According to a report released Wednesday by the Organic Trade Association and Pennsylvania State University, Romania is now the number-one supplier of organic corn for the US, with Turkey, the Netherlands, and Canada following it. Imports of Romanian corn rose to $11.6 million in 2014 (compared to $545,000 in 2013).

"This important study is a 'Help Wanted' message for American farmers," said Laura Batcha, CEO and executive director of the OTA, in a press release. "It shows substantial missed opportunities for the US farmer by not growing organic—whether to meet the demand outside the US or to keep up with the robust domestic demand for organic."

The story is the same for American soy, which also ends up in more animal troughs than human mouths. Because of that, the US imported $73.8 million worth of soy from India last year.

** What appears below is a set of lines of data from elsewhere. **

PR #2225, opened 2026-09-10
Release v2.88.0

vilenarios:
Promotes `dev` to production. **95 commits since v2.87.1**, 17 merged PRs.

> **Do not squash.** This is the release merge.

## What's new

**A login lands on your drives, not inside one.** A new Your Drives page lists every drive with its file count, size and when it was last read, and syncs any selection of them rather than all or one.

**Sync you can read.** The phases that used to sit silent say what they are doing, a finished sync says what it found, and the progress bar keeps moving or admits when it cannot measure something. A sync nobody asked for no longer holds the app: you can navigate, open drives and upload while one runs.

**Search on All Drives.** Search has always looked across every drive, but was only reachable from inside one. It is now on the drives list too, desktop and mobile, and a result opens the file where it lives with the file selected.

**Coming back to an existing session.** Nothing re-syncs and nothing is lost. The app now tells you if drives changed while you were away, and offers to sync just those.

**A drive you just made shows what you put in it.** Creating a drive and uploading to it showed "Never synced" with no file count and no size, because nothing had read it from chain yet. The files were always there. They are shown now.

**Check an upload without a full sync.** A file waiting to be confirmed has a Check upload status action.

**Smaller things**
- The new drive's welcome page fits on a phone, and its buttons look like buttons
- A drive opened from the list is scrolled into view in the sidebar
- Shared links get a proper preview card when posted
- "Pinned" in a shared file's version list is now "This version"

## Under the hood

- An upload that cannot be found is called failed after two hours rather than eight
- Status is re-checked every 20 minutes while an upload is pending, and only then
- GraphQL retries only where a retry can change the answer, and the fallback endpoint now fires when it should rather than depending on a string match
- Faster CI: change to preview roughly halved

## Notes for upgraders

- No database migration: `schemaVersion` unchanged at 29
- No config change: `configVersion` unchanged at 3
- Uploads and encryption untouched

## Pre-flight

| | |
|---|---|
| `schemaVersion` | **29** both sides, no `.drift` changes. Migration fixtures only cover v17–v19, so an unnoticed bump would have shipped untested |
| `configVersion` | **3** both sides, no asset changes. No stale-config surprise for existing users |
| Uploads / crypto | `ardrive_uploader`, `ardrive_crypto`, `lib/core/upload`, `lib/core/crypto`, `lib/blocs/upload`: **zero lines changed** |
| Staging | Green through #2223, all deploys successful |
| Version | Bumped to 2.88.0 in #2224 |

## Accuracy of the notes above

Each claim was checked against `master` rather than written from memory. Two drafts were cut as a result:

- *"Sync skips drives with no new activity"* — `probeActiveDriveIds` is **already in master**, so it is not new here.
- *"Falls back to a second endpoint sooner"* — the change makes the fallback fire **when it should**; it previously string-matched `error.toString()` for status codes. Not a timing improvement.


vilenarios:
Replaced by the release branch, which follows the convention in this repo's history: a `release-vX.Y.Z` branch off `dev` with `master` merged into it, so conflicts are resolved on the release branch rather than against production. See #2204 and #2198 for the same shape.

PR #2231, opened 2026-09-16
PE-9205: Offer New Drive in the New menu with no drive open

vilenarios:
Users opened **All Drives**, pressed **New**, and found one row: *Advanced*, holding one action, *Attach Drive*. Several read that as a broken app.

## Why

Every item in that menu except two is gated on a drive being open, so on All Drives the uploads, folders, notes, pins, manifests and snapshots correctly drop out. Two things were wrong beyond that:

- **New Drive was gated on the drive list having loaded** (`drivesState is DrivesLoadSuccess`). Creating a drive does not depend on knowing which drives already exist.
- **Attach Drive sat under Advanced**, which with no drive open holds exactly one item. A menu whose only row opens a submenu to a single action reads as empty.

## What changed

1. **New Drive appears whenever you are logged in**, disabled only when the wallet cannot pay for it. Not gated on the drive list's state.
2. **With no drive open, Advanced is flattened**, so Attach Drive sits at the top level instead of behind a submenu.

3. **The mobile plus button does the same.** It runs its own item list and still nested Attach Drive under Advanced. That button lives on a drive page, so it only lands there while the drive has not loaded or cannot be read, but the rule is the reader's rather than the surface's. Found by CodeRabbit.

4. **The rule at the top of the mobile sheet is gone.** It separates the upload items from the rest, and with no drive open the group above it was empty, so it drew a hairline above the first item. Found by reading the menu end to end.

5. **New Drive is never greyed.** A wallet that cannot pay is not a reason to withhold the action, and the getting started cards on the same page already open the same dialog ungated.
6. **An empty wallet is sent to top up.** That dialog's only action was Cancel, so the path ended there. It now offers Buy Credits into the top-up modal, the same offer every other payment refusal makes.

Nothing in the page body changed. The New menu is the contextual menu for creating things, so a second control on the drives list would only repeat it.

## Honest note

This removes New Drive's dependence on `DrivesCubit` state rather than explaining it. I did not establish which state that page sits in when the menu is built, only that the gate was wrong either way, since the item should appear regardless.

## Testing

- New: with no drive open the menu offers New Drive and puts Attach Drive at the top level with no Advanced row, asserted for the sidebar menu and for the mobile plus button, which also asserts that sheet opens with an item rather than a rule.
- 5 menu tests and the full suite (**2,164 passing**) green, `flutter analyze lib test` clean.
- Not covered by a test: the dialog's Buy Credits action. It is one action on one branch, verified by analyze and by matching `showTurboPaymentRequiredDialog`; the top-up flow it opens is its own.
- Both behaviours checked by reverting the code and confirming a test fails.

https://claude.ai/code/session_01AAvnj5uGsaASPN47BViH8D

## Summary by CodeRabbit

* **New Features**
  * “New Drive” is now available whenever a profile is logged in, including when no drive is open, and remains enabled regardless of wallet balance.
  * Advanced actions appear directly in the menu when no drive is selected.
  * Added a “Buy Credits” option to the drive creation dialog when the account has no available balance.


vilenarios:
Valid, and fixed in 637b36733. `_getPlusButtonItems` now applies the same `hasDriveInView` rule as `_getNewMenuItems`: with no drive in view its advanced items render directly, and the Advanced row is only built when there is one.

On reachability, since it changes how much this matters rather than whether it is right: that menu is only built with `isBottomNavigationButton: true`, which is set once, on the drive detail page. So it lands in the no-drive branch only while that drive has not loaded or cannot be read, not on the drives list. The rule still belongs to the reader rather than to the surface, so both menus flatten alike.

`new_button_no_drive_test.dart` covers it with `isBottomNavigationButton: true` alongside the sidebar cases.

One note on the rest of this PR, since it changed under you: the New Drive button this branch added to the drives list body has been removed at the maintainer's direction. The New menu is the contextual menu for creating things, and a second control on the page repeated it. The page files are back to exactly what `dev` has, and the branch now touches only `new_button.dart` and that test.

vilenarios:
@coderabbitai review

Issue #2206, opened 2026-08-28
Private media previews show no progress while buffering and decrypting


vilenarios:
## Symptom

Previewing a **private** video or audio file shows a bare spinner with no progress for as long as the file takes to arrive. On a 47 MiB video at ~2.5 MB/s that is **~20 seconds of nothing**, then playback starts abruptly.

Nothing indicates that work is happening, how much is left, or that waiting is worthwhile. It reads as frozen, and the natural response — refresh — throws away the download and starts it over.

## Why it matters now

It didn't used to be visible. Before v2.87.1 a file that size **timed out at 10 seconds** and said "this file can't be previewed here" ([#2202](https://github.com/ardriveapp/ardrive-web/pull/2202) fixed that; the budget now measures silence rather than duration). The wait was always there — the timeout was hiding it behind a fast failure.

So we have converted *"fails quickly and wrongly"* into *"succeeds, but appears frozen"*. Better, and not yet good.

## Why private media is different

Public media never has this problem. `_mediaUrl` returns the gateway URL directly and the browser's own player streams it, with its own buffering and progress:

```dart
if (!isPrivate || isPinFile) {
  return previewUrl;
}
```

A private file has no URL any player can use — every gateway holds only ciphertext. So the app must **fetch the whole body, decrypt it in memory, wrap it in a blob URL**, and only then hand it over. `lib/blocs/fs_entry_preview/fs_entry_preview_cubit.dart:913-943`:

```dart
emit(const FsEntryPreviewLoading());          // ← the only state emitted
dataBytes      = await _fetchPreviewBytes(...);   // seconds to tens of seconds
decryptedBytes = await _decodePrivateData(...);   // opaque
objectUrl      = _objectUrls.create(...);
```

`FsEntryPreviewLoading` carries nothing — it is `super(previewUrl: '')` and its `props` are empty, so there is no place to put a percentage even if we had one.

## Scope

Four call sites emit that same bare `FsEntryPreviewLoading` (`:339` PDF, `:913` media, `:1022` document, `:1109` email). Ranked by how much it hurts:

1. **Private video / audio** — the worst, and the only one where the file is routinely tens of MiB
2. **PDF** — buffers whole for rasterising, *public ones too*
3. Documents / email — usually small, capped well below the media limit
4. Images — buffered and capped at 100 MiB, but progress matters less when the payoff is instant

[...]

PR #2238, opened 2026-09-22
PE-9205: Fetch a preview once, and stream it in the browser

vilenarios:
Groundwork for #2206. Its progress bar needs two things this PR fixes, and both are bugs in their own right.

## 1. A preview was downloaded twice, and again on every row write

The drive explorer previews a file once immediately, and again for every row its database watch emits. Drift emits the current row as soon as the watch starts. PDFs were guarded against this; private media, documents and email were not. Measured with a test against the cubit:

| Private video in a drive | Before | After |
|---|---|---|
| Opening it | 2 downloads | 1 |
| Each later write to its row (upload confirmed, sync) | 1 more download, and **the playing video restarts** | Nothing |
| A download that failed, then a row write | Retries | Retries |

For a private file that's up to 100 MiB per download, held in memory and decrypted. Documents and email flashed the spinner and reset the text's scroll.

**Change:** PDF's `_pdfDataTxId` guard becomes `_claim` / `_release`, shared by PDF, private media, documents and email. The claim is taken before the first `await`, so two calls arriving together can't both pass it. It is released on every failure, so a later write can still retry.

## 2. In the browser, gateway reads weren't streamed

`DataGatewayFallback` used `package:http`'s `Client()`. In the browser that's `BrowserClient`, which in the version we can use (1.2.1) is built on `XMLHttpRequest`: `send` completes only when the **last** byte has arrived, and the body comes as one chunk. So:

- **#2202's silence budget was still a deadline on web.** `send(request).timeout(10s)` covered the whole download, so a large private video on an ordinary connection timed out on the first gateway. The comment claiming `BrowserClient` "reads through a `ReadableStream`" is true only of http ≥ 1.3.
- **There was nothing to measure progress with.**

Upgrading `http` isn't possible: the fetch-based `BrowserClient` needs Dart 3.4, and Flutter 3.19.6 ships 3.3.4.

**Change:** `DataGatewayFallback` defaults to `gatewayHttpClient()`. That's `FetchClient` from ArDrive's `fetch_client` fork in the browser, which arweave-dart already uses to stream downloads, and the platform client elsewhere, via a conditional import. It's created with `RequestMode.cors`; its default, `noCors`, makes every response body opaque. `fetch_client` moves from override-only to a direct dependency; the lockfile resolves the same commit.

The swap covers every `fetchData` caller (previews, shared-link reads, downloads through the fallback), `fetchDataAtMost` and the manifest fetch. Sync reads go through `_tryGateway` with the Arweave client and are unaffected.

## Testing

- **3 new cubit tests** drive the explorer with a real stream of database rows. The existing media tests stubbed that stream as empty, which is how the double fetch went unnoticed.
- **Mutations:** removing the guard, removing the release, or unguarding documents each fails a test.
- **Not tested:** the email guard, because the parser is JS interop and doesn't run on the VM. The web client can't be unit-tested on the VM either; see below.
- `flutter analyze` is clean and the full suite passes (**2,310**), on Flutter 3.19.6.

## Please check on the preview build. This is the part only a browser proves

With the Network tab open:
1. **Public PDF, image, text and video previews still load.** This is the regression risk: CORS mode, gateway redirects to sandbox subdomains.
2. **A private video opens with one data request, not two.** Let it play while the drive syncs: it doesn't restart.
3. **Throttle to "Fast 3G" and open a private file of 30+ MiB.** It should load instead of failing over to another gateway after 10 s.
4. A shared-link page for a file and a download still work.

## Known and not changed here

In the explorer, the database watch re-previews using the **originally selected** item rather than the fresh row. So a new revision arriving while the panel is open never loaded the new data: before, it fetched the old data again; now, it doesn't fetch. Worth its own fix.

https://claude.ai/code/session_012m4TLHc7h1FW1ANDSLTFjf

## Summary by CodeRabbit

* **New Features**
  * Web downloads now stream data as it arrives, improving responsiveness when loading gateway content.
* **Bug Fixes**
  * Previews for videos, documents, and other files are less likely to trigger duplicate downloads when updates arrive repeatedly.
  * Failed previews can be retried after a later update, while successful previews avoid disrupting media that is already playing.


vilenarios:
@coderabbitai review

vilenarios:
@coderabbitai review

PR #511, opened 2024-03-20
🗂 submit to collections

stevejpurves:
reworking of the submission process to work with collections, including a new `--collection` cli option.

### DIFF
--- a/packages/curvenote-cli/src/submissions/submit.utils.ts
+++ b/packages/curvenote-cli/src/submissions/submit.utils.ts
@@ -20,10 +20,18 @@ import {
   postUpdateSubmissionWorkVersion,
 } from './utils.js';
 import inquirer from 'inquirer';
-import type { SubmissionsListItemDTO, SubmissionsListingDTO } from '@curvenote/common';
+import type {
+  CollectionDTO,
+  CollectionsDTO,
+  SubmissionDTO,
+  SubmissionKindDTO,
+  SubmissionsListItemDTO,
+  SubmissionsListingDTO,
+} from '@curvenote/common';
 
 export type SubmitOpts = {
   kind?: string;
+  collection?: string;
   yes?: boolean;
   info: boolean;
   draft?: boolean;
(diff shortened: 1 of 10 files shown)


packages/curvenote-cli/src/submissions/submit.utils.ts
```diff
@@ -61,41 +87,123 @@ export function venueQuestion(session: ISession) {
...
+  let kindId;
   if (opts?.kind) {
-    const match = kinds.items.find(
+    const match = kinds.find(
       ({ name }: { name: string }) => name.toLowerCase() === opts.kind?.toLowerCase(),
     );
     if (!match) {
       session.log.info(
-        `${chalk.red(`🚨 submission kind "${opts.kind}" is not accepted at venue ${venue}`)}`,
+        `${chalk.bold.red(`⛔️ submission kind "${opts.kind}" is not accepted in the collection "${collectionMoniker(collection)}"`)}`,
```
fwkoch, line 185: At some point we will probably want to massage this logging so it covers the UX for both (1) site with collections and (2) site with only a default collection but no collections as far as the user is concerned.

I think less nuance is ok for now though...

packages/curvenote-cli/src/submissions/submit.utils.ts
```diff
@@ -61,41 +87,123 @@ export function venueQuestion(session: ISession) {
...
-  } catch (err: any) {
+  const openCollections = collections.items.filter((c) => c.open);
+  if (openCollections.length === 0) {
+    session.log.info(
+      `${chalk.red(`⛔️ no collections are open for submissions at venue "${venue}"`)}`,
+    );
+    process.exit(1);
+  }
+
+  session.log.debug(`Explicit collection provided: ${opts?.collection}`);
```
fwkoch: Minor stuff, but this should probably only be logged this way if `opts.collection` is defined.

fwkoch (approved):
Looking good - my only comments are pretty trivial logging stuff.

I'll put this through the wringer a bit more as I combine it with my work removing `transfer.yml` in favour of `project.id`.

packages/curvenote-cli/src/submissions/submit.utils.ts
stevejpurves: yeah the messaging UX overall probably could be improved

PR #518, opened 2024-04-04
🔧 Fix submitting after only draft submissions

fwkoch:
When creating a real submission after only making drafts, the submission would fail due to flaws in existing submission checks. This PR does two things:

1. It fixes the existing submission check logic, so now drafts are correctly ignored on submission creation.

~2. Drafts also submit with `key: undefined` - this creates a new _work_ in addition to a new draft submission.~ This change was reverted; drafts remain tied to the same work!


packages/curvenote-cli/src/submissions/submit.ts
```diff
@@ -71,15 +72,15 @@ export async function submit(session: ISession, venue: string, opts?: SubmitOpts
     path: gitInfo?.path,
     commit: gitInfo?.commit,
   };
-
-  session.log.info(`📍 Submitting using key: ${chalk.bold(key)}`);
+  if (opts?.draft) key = undefined;
```
fwkoch: @stevejpurves - Once we have a better idea of workflows we can probably delete this (could even delete now...). Things are fixed so even without this line, draft submission workflow is ok.

The difference is: with this line, drafts create new "inaccessible" work with no key and a new submission version; without this line, drafts only create work _versions_ on the existing keyed work (still a new submission version).

PR #524, opened 2024-04-06
⛔️ Do not prompt on --yes option, fail instead

fwkoch:
Even when providing CLI flag `-y`, user was still prompted for `venue`, `collection`, and `kind`.

Now, the CLI will hard fail if `-y` is used but the submission cannot be completed due to ambiguity of these fields.


fwkoch:
This is related to the updated action here: https://github.com/curvenote/actions/pull/5

In that case, we want to fail fast with a useful error message if `collection` is not provided.

PR #527, opened 2024-04-08
🥇 Prioritize default collections on selection

fwkoch:
This updates the collection selection CLI:

- if `--collection` is provided, no changes, only better error messaging
- if `-y` is provided:
  - Open default collection will be selected, even if there are are multiple open collections
  - Closed default collection will error (even if there are open collections)
- if `-y` is not provided:
  - Open default collections will be at the top of the selection list
  - User will be warned if default collection is closed.

### DIFF
--- a/packages/curvenote-cli/src/submissions/submit.utils.ts
+++ b/packages/curvenote-cli/src/submissions/submit.utils.ts
@@ -24,7 +24,6 @@ import inquirer from 'inquirer';
 import type {
   CollectionDTO,
   CollectionListingDTO,
-  SubmissionDTO,
   SubmissionKindDTO,
   SubmissionKindListingDTO,
   SubmissionsListItemDTO,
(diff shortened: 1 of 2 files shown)


packages/curvenote-cli/src/submissions/submit.utils.ts
```diff
@@ -85,7 +84,10 @@ export async function determineCollectionAndKind(
   collections: CollectionListingDTO,
   opts?: { kind?: string; collection?: string; yes?: boolean },
 ) {
-  const openCollections = collections.items.filter((c) => c.open);
+  const openCollections = [
+    ...collections.items.filter((c) => c.open && c.default),
```
fwkoch, line 88: Default at the top - we could also make it bold or `... (default)` or something in the selection choices...

packages/curvenote-cli/src/submissions/submit.utils.ts
```diff
@@ -95,7 +97,7 @@ export async function determineCollectionAndKind(
 
   if (opts?.collection) session.log.debug(`Explicit collection provided: ${opts?.collection}`);
   let selectedCollection = opts?.collection
-    ? openCollections.find((c) => c.name === opts?.collection)
+    ? collections.items.find((c) => c.name === opts?.collection)
```
fwkoch, line 100: This fixes up the error messaging so user gets `selection is closed` error rather than `selection does not exist`.

PR #528, opened 2024-04-09
🐛 Fix 'Bearer undefined' bug

fwkoch:
Anonymous sessions should not have a `Bearer` token - we were accidentally setting `Bearer undefined` - just a simple bug.

I also added a command `curvenote token anon` so we can run curvenote unauthenticated without deleting the saved tokens.

### DIFF
--- a/packages/curvenote-cli/src/session/session.ts
+++ b/packages/curvenote-cli/src/session/session.ts
@@ -87,12 +87,12 @@ export class Session implements ISession {
     this.PRIVATE_CDN = 'https://prv.curvenote.com';
     this.TEMP_CDN = 'https://tmp.curvenote.com';
     this.PUBLIC_CDN = 'https://cdn.curvenote.com';
-    if (url?.startsWith(STAGING_API_URL)) {
+    if (this.API_URL?.startsWith(STAGING_API_URL)) {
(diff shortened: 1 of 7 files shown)


packages/curvenote-cli/src/session/session.ts
```diff
@@ -87,12 +87,12 @@ export class Session implements ISession {
     this.PRIVATE_CDN = 'https://prv.curvenote.com';
     this.TEMP_CDN = 'https://tmp.curvenote.com';
     this.PUBLIC_CDN = 'https://cdn.curvenote.com';
-    if (url?.startsWith(STAGING_API_URL)) {
+    if (this.API_URL?.startsWith(STAGING_API_URL)) {
```
fwkoch, line 90: @stevejpurves - is this change ok? It seems like we should make this selection based on the resolved `API_URL` not the token's `url`.

packages/curvenote-cli/src/session/tokens.ts
```diff
@@ -80,7 +80,7 @@ export async function getHeaders(
     'X-Client-Version': CLIENT_VERSION,
   };
   const sessionToken = await getSessionToken(session, tokens);
-  if (session) {
+  if (sessionToken) {
```
fwkoch, line 83: 🚨 This is the actual fix

PR #531, opened 2024-04-10
🧾 custom listing directive

stevejpurves:
Adding custom directives to curvenote cli

### DIFF
--- a/packages/curvenote-cli/src/directives/listing.ts
+++ b/packages/curvenote-cli/src/directives/listing.ts
@@ -1,0 +1,71 @@
+import type { DirectiveData } from 'myst-common';
+import type { VFile } from 'vfile';
+
+export const listingDirective = {
+  name: 'listing',
+  doc: 'A listing directive that can be used to show a list of articles from a specific venue, collection or kind.',
+  arg: {
+    type: 'myst',
+    doc: 'The title of the listing.',
+  },
+  body: {
+    type: 'myst',
+    doc: 'Descriptive content to be displayed along with the listing.',
+  },
+  options: {
+    venue: {
+      type: 'string',
+      doc: 'The venue to list articles from.',
+      required: true,
+    },
+    collection: {
+      type: 'string',
+      doc: 'The collection to list articles from.',
+      required: false,
+    },
+    status: {
+      type: 'string',
+      doc: 'The status of articles to list (published | in-review).',
+      required: false,
+    },
+    limit: {
+      type: 'number',
+      doc: 'The maximum number of articles to list.',
+      required: false,
+    },
+    kind: {
+      type: 'string',
+      doc: 'The kind of listing to display (list | cards).',
+      required: false,
+    },
+  },
+  validate(data: DirectiveData, vfile: VFile) {
+    if (!data.options?.venue) {
+      vfile.message('A venue must be supplied.');
+    }
+    if (
+      data.options?.status &&
+      (typeof data.options.status !== 'string' ||
+        (typeof data.options.status === 'string' &&
+          !['published', 'in-review'].includes(data.options.status)))
+    ) {
+      vfile.message('Invalid status supplied.');
+    }
+
+    // TODO lookup API and validate venue, collection, kind exist?
+    // TODO how to validate against the correct API? dev/staging/prod?
+
+    return data;
+  },
+  run(data: DirectiveData) {
+    return [
+      {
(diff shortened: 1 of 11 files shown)


stevejpurves:
@fwkoch In terms of being able to register additional directives directly, does thats mean being able to inject them down to this level? https://github.com/executablebooks/mystmd/blob/3c04fd38d8574aa3473cc36acdab37982097b895/packages/myst-cli/src/process/mdast.ts#L96

packages/curvenote-cli/src/directives/listing.ts
```diff
@@ -0,0 +1,71 @@
+import type { DirectiveData } from 'myst-common';
+import type { VFile } from 'vfile';
+
+export const listingDirective = {
+  name: 'listing',
```
rowanc1: Maybe `list:articles` as the type? Thinking we might want other listings in the future. Or `cn:articles`? As these are curvenote directives.

packages/curvenote-cli/src/directives/listing.ts
```diff
@@ -0,0 +1,71 @@
...
+      type: 'string',
+      doc: 'The status of articles to list (published | in-review).',
+      required: false,
+    },
+    limit: {
+      type: 'number',
+      doc: 'The maximum number of articles to list.',
+      required: false,
+    },
+    kind: {
```
rowanc1: We have usually reserved kind for a sub-type (admonition > warning, proof > example, container > figure). This could be `display: cards` or `class: cards`

fwkoch:
Directives get injected here: https://github.com/executablebooks/mystmd/blob/8ca2c518923ac8f2a64c6054adb58b3303bd5518/packages/myst-cli/src/process/myst.ts#L40-L48 (this is at the file-parse level, before the process step you linked in your comment above @stevejpurves )

Currently, there are (1) built-in myst directives and (2) plugin directives. We could get this working immediately by just adding curvenote directives as plugins that are _always_ loaded on a curvenote session. That could come in here: https://github.com/curvenote/curvenote/blob/29f52dcd58476b82ff4dceb7252651776ea87101/packages/curvenote-cli/src/session/session.ts#L198-L204 - after the call to `loadCurvenotePlugins`, just append any additional curvenote directives to the list. Another option (3) is that we extend `parseMyst` to take `directives` as another `opt`... that would take a lot of finagling to expose all the way up to curvenote though, and would be easy to mess up since `parseMyst` is called in several places...

I like the "implicit curvenote plugin" way of doing things...

stevejpurves:
Thanks for the feedback @fwkoch @rowanc1, directive now being loaded as a plugin. When it comes time to be independently shipping this, probably `src/plugins` becomes it's own package...

packages/curvenote-cli/src/plugins/articles.ts
```diff
@@ -0,0 +1,75 @@
...
+      required: false,
+    },
+    limit: {
+      type: Number,
+      doc: 'The maximum number of articles to list.',
+      required: false,
+    },
+    pagination: {
+      type: String,
+      doc: 'If `limit` is set, this gives a hint to the renderer on how to handle pagination (more | all | infinite).',
```
fwkoch: 🤔 We could extend these directive spec options to use the same `options` validation we are using for template / check options... that would give us access to more declarative validation like `choices`...

Just musing - no influence on this PR 🙂

packages/curvenote-cli/src/plugins/directives/articles.ts
```diff
@@ -0,0 +1,74 @@
...
+  validate(data, vfile) {
+    if (!data.options?.venue) {
+      vfile.message('A venue must be supplied.');
+    }
+
+    validateStringOptions(vfile, 'status', data.options?.status, ['published', 'in-review']);
+    validateStringOptions(vfile, 'layout', data.options?.layout, ['list', 'cards']);
+    validateStringOptions(vfile, 'pagination', data.options?.pagination, ['more', 'all', 'scroll']);
+
+    // TODO get hold of session?
```
stevejpurves, line 58: @fwkoch how could i get hold of the session here?

fwkoch: Great question - the current interface does not allow that, which is a big limitation on the capabilities of these plugins. I think it would be super reasonable to pass the session in and allow these plugins to do more complicated things than just manipulate nodes.

Issue #539, opened 2024-04-16
`curvenote check` does not allow checking on any kind, or collection


stevejpurves:
Currently the CLI for checks i limited to:

```
% curvenote check scipy --help
Usage: curvenote check [options] [venue]

Run checks from plugins or example checks on your MyST project

Arguments:
  venue            Venue to check the submission against locally

Options:
  --kind <string>  Submit to the venue using this submission kind
  -h, --help       display help for command
```

and when you run `curvenote check` only the default submission kind in checked.

## Proposal
This should be extended to accommodate multiple kinds and collections. i.e.

when running `curvenote check venue`
1. in a site where there is only 1 submission kind, just run the checks
1. where there are multiple submission kinds allow the user to select the kind
1. if there is more than 1 kind AND at last one open collection allow the user to choose the kind in the context of the collection somehow, maybe just by listing `Kind (collectionA, collectionB)`?
1. a user should be able to check against a kind even if not available in an open collection

add command line parameters:
1. `curvenote check venue --kind <kind>`
1. `curvenote check venue --collection <collection>`
   - if more than on kind associated with that collection, prompt the user
   
Open to suggestions on the above proposal too.

stevejpurves:
note a good test case is to point to `staging` and `scipy` which currently has multiple kinds and collections.

fwkoch:
This makes sense, feels like it should basically just follow the same interface as `submit` (just more permissive on closed collections, etc).

stevejpurves:
fixed by #546

PR #546, opened 2024-04-17
✅ Allow collection/kind options on check

fwkoch:
This attempts to address https://github.com/curvenote/curvenote/issues/539

It reuses as much of the collection/kind selection logic from `submit` as possible. The biggest difference there is that it adds an option `allowClosedCollections` for the selection logic; for `submit` this is `false` (well, `undefined`) - keeping previous behaviour - but for `check`, it is `true`, allowing checks against closed collections. There's also some subtle change to language - a little more careful to not say "you are submitting to..." when just running checks.

By reusing the submit logic, it also means we (1) determine collection first then (2) determine kind; this differs slightly from the previous check behaviour (and the description in #539) where only `kind` is necessary. I think that's ok? Even if the `kind` is shared across collections, this is just an implementation detail. I think the user should always be thinking "I'm submitting to X collection's kind Y"

### DIFF
--- a/.changeset/tender-rules-hammer.md
+++ b/.changeset/tender-rules-hammer.md
@@ -1,0 +1,6 @@
+---
+"@curvenote/cli": patch
+"curvenote": patch
+---
+
+Allow collection/kind options on check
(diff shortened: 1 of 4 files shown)


stevejpurves:
tested this out locally with multiple collections & kinds, works great.
`submit` also behaving as expected!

Miles McEvoy, deputy administrator of the USDA's National Organic Program, told Bloomberg that the US market could easily meet the demand for organic and non-GMO corn and soy, but the incentives aren't there. "A requirement that all organic farms be free of non-organic seeds and chemicals for three years means farmers give up profit before gaining any price benefit," Bloomberg notes. "Recent high prices that fed record farm profits also gave growers less reason to switch."

With those kinds of limitations and few immediate enticements to meet the demand for non-GMO crops, switching doesn't seem like an option for most farmers anytime soon.